The Anti-Patent: A Proposal for Startup Immunity

63 Pages Posted: 20 Aug 2014 Last revised: 5 Oct 2014

See all articles by Amy L. Landers

Amy L. Landers

Drexel University Thomas R. Kline School of Law

Date Written: August 19, 2014


The controversy surrounding the current implementation of the patent system is well known. Some question whether the system has become entirely dysfunctional and disincentives innovation, particularly as the law operates within some industries. Moreover, early stage companies, particularly those just beginning to gain success, are particularly vulnerable targets for lawsuits. Notably, these same companies can be rich sources of important technological innovation.
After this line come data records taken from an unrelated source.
PR #4922, opened 2020-01-03
[C-libcurl] Support setting basePath and apiKeys when creating an apiClient

ityuhui:
After generating a C client,  user will use apiClient_create to create an apiClient to execute REST request operation.

But for now,  apiClient_create does not accept any parameter so apiClient cannot get any user setting. 
e.g.
```c
apiClient_t *apiClient_create() {
    curl_global_init(CURL_GLOBAL_ALL);
    apiClient_t *apiClient = malloc(sizeof(apiClient_t));
    apiClient->basePath = "http://localhost";
    apiClient->dataReceived = NULL;
    apiClient->response_code = 0;
    apiClient->apiKeys = NULL;

    return apiClient;
}
```

I updated the template code, let the apiClient_create can get user settings:
```c
apiClient_t *apiClient_create(const char *basePath
, list_t *apiKeys
) {
    curl_global_init(CURL_GLOBAL_ALL);
    apiClient_t *apiClient = malloc(sizeof(apiClient_t));
    if(basePath){
        apiClient->basePath = strdup(basePath);
    }else{
        apiClient->basePath = strdup("http://localhost");
    }
    apiClient->dataReceived = NULL;
    apiClient->response_code = 0;
    apiClient->apiKeys = apiKeys;

    return apiClient;
}
```

I also updated the header file and apiClient_free.

### PR checklist

@wing328 @zhemant

### DIFF
--- a/modules/openapi-generator/src/main/resources/C-libcurl/apiClient.c.mustache
+++ b/modules/openapi-generator/src/main/resources/C-libcurl/apiClient.c.mustache
@@ -9,10 +9,22 @@
 
 size_t writeDataCallback(void *buffer, size_t size, size_t nmemb, void *userp);
 
-apiClient_t *apiClient_create() {
+apiClient_t *apiClient_create(const char *basePath
+{{#hasAuthMethods}}
+{{#authMethods}}
+{{#isApiKey}}
+, list_t *apiKeys
+{{/isApiKey}}
+{{/authMethods}}
+{{/hasAuthMethods}}
+) {
     curl_global_init(CURL_GLOBAL_ALL);
     apiClient_t *apiClient = malloc(sizeof(apiClient_t));
-    apiClient->basePath = "{{{basePath}}}";
+    if(basePath){
+        apiClient->basePath = strdup(basePath);
+    }else{
+        apiClient->basePath = strdup("{{{basePath}}}");
+    }
     apiClient->dataReceived = NULL;
     apiClient->response_code = 0;
     {{#hasAuthMethods}}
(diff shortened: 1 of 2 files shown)


ityuhui:
I wonder whether I need remove 
```
    {{#isApiKey}}
    if(apiClient->apiKeys) {
        list_free(apiClient->apiKeys);
    }
    {{/isApiKey}}
```
in the function 
```
apiClient_free(apiClient_t *apiClient)
```
because apiClient->apiKeys is passed by the parameter apiKeys of apiClient_create.
Users should manage(new and delete) the memory of apiKeys themselves,  apiClient_free() should not free apiClient->apiKeys because apiClient_create does not allocate memory for apiClient->apiKeys.

This may cause double-free coredump if users free apiKeys after apiClient_free is called.

zhemant:
Yes, a deep copy is okay, as the generated code will manage the memory. But then we should mention this that we are doing a deep copy and the user has to free the memory after the function call anytime. To avoid memory leaks if happens.

same goes for basepath.

ityuhui:
Thanks @zhemant 

I will close this PR and create a new one to deliver "deep-copy"

wing328:
Also what about creating a new method (e.g. *apiClient_create_with_base_path_and_apikeys()) to make it backward compatible?

ityuhui:
@wing328 

It's a good idea to create a new function to keep compibitily.

I suggest the new funcation's name as "apiClient_create_with_base_path" because "list_t *apiKeys" is generated by the template code automatically. If there is no apiKeys in OpenAPI specification,  "list_t *apiKeys" does not exist in parameter list.

```c
apiClient_t *apiClient_create_with_base_path(const char *basePath
{{#hasAuthMethods}}
{{#authMethods}}
{{#isApiKey}}
, list_t *apiKeys
{{/isApiKey}}
{{/authMethods}}
{{/hasAuthMethods}}
) {
```

Actually I will have another PR that adds a new parameter "caPath" to apiClient_create to support  SSL/HTTPS.  I think the new function's name "apiClient_create_with_base_path_and_capath" is also OK.

wing328:
> I suggest the new funcation's name as "apiClient_create_with_base_path" because "list_t *apiKeys" is generated by the template code automatically

sounds good to me 👍

PR #4926, opened 2020-01-04
[scala] Support for Set when array has uniqueItems=true

jimschubert:
This addresses my comments discussed in #4872 

Specifically, I override type/property evaluation and default values so that Set is used consistently across models and properties. I've also added tests.

If CI passes here, I think we can close #4872 and merge into master. I would consider Arrays with unique items generating as List rather than Set to be a bug rather than a breaking change. @wing328 would you agree?

### PR checklist

cc @clasnake @shijinkui @ramzimaalej


jimschubert:
@ramzimaalej  thanks for the review. I added another commit to use default values for monadic `.empty` in the abstract base (for types that might make sense for users to specify as overrides). The scalatra sample hasn't been generated since 3.0.0 and didn't compile for me before or after my change, so I've just reverted the sample.

jimschubert:
I'll go ahead and merge. If there are concerns about it breaking functionality, we can revert and retarget for 4.3.0. But I think the impact is minimal and considered a bug by those who expected Set anyway.

wing328:
@jimschubert agreed with your change 👍

PR #4929, opened 2020-01-05
[dart-dio] Fixes issues with DateTime import and form date paramaterToString function

athornz:
Fixes issues with DateTime import and form date paramaterToString function

- due to the addition of the timemachine library, models were importing ‘DateTime’ when using the core library, which is not a valid import.

- the parameterToString function was copied from the dart2 generator and had some errors when some enums were classes.

CC: @ircecho @swipesight @jaumard @nickmeinhold @amondnet


amondnet:
LTGM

Because the U.S. has always had a patent system, it is impossible to understand the intended and unintended consequences of eliminating this form of intellectual property protection even in a limited manner. As economist Fritz Machlup stated in 1958, "[i]f we did not have a patent system, it would be irresponsible, on the basis of our present knowledge of its economic consequences, to recommend instituting one. But since we have had a patent system for a long time, it would be irresponsible, on the basis of our present knowledge, to recommend abolishing it." The current one-size-fits all patent system locks companies into the system, even for those that might prefer to leave it.

This paper proposes an entirely new, limited immunity for a small sector of innovative organizations that wish to operate outside the patent system for a limited period of time. Specifically, this article proposes the outlines of program for a voluntary class of "patent free" startups and emerging companies. This allows the grantee to obtain immunity from all patent assertions during the allotted time period. As a true opt-out, start-ups are precluded from obtaining patents during the opt-out period. Instead, the inventions created by these entities pass to the public domain. Because the program is voluntary, it will permit each entity to balance the benefits against the burdens of the patent system and make and individualized determination whether to "go patent-free" for a limited twenty-year term. Further, this piece considers the risks that a startup might encounter by engaging with this proposed program.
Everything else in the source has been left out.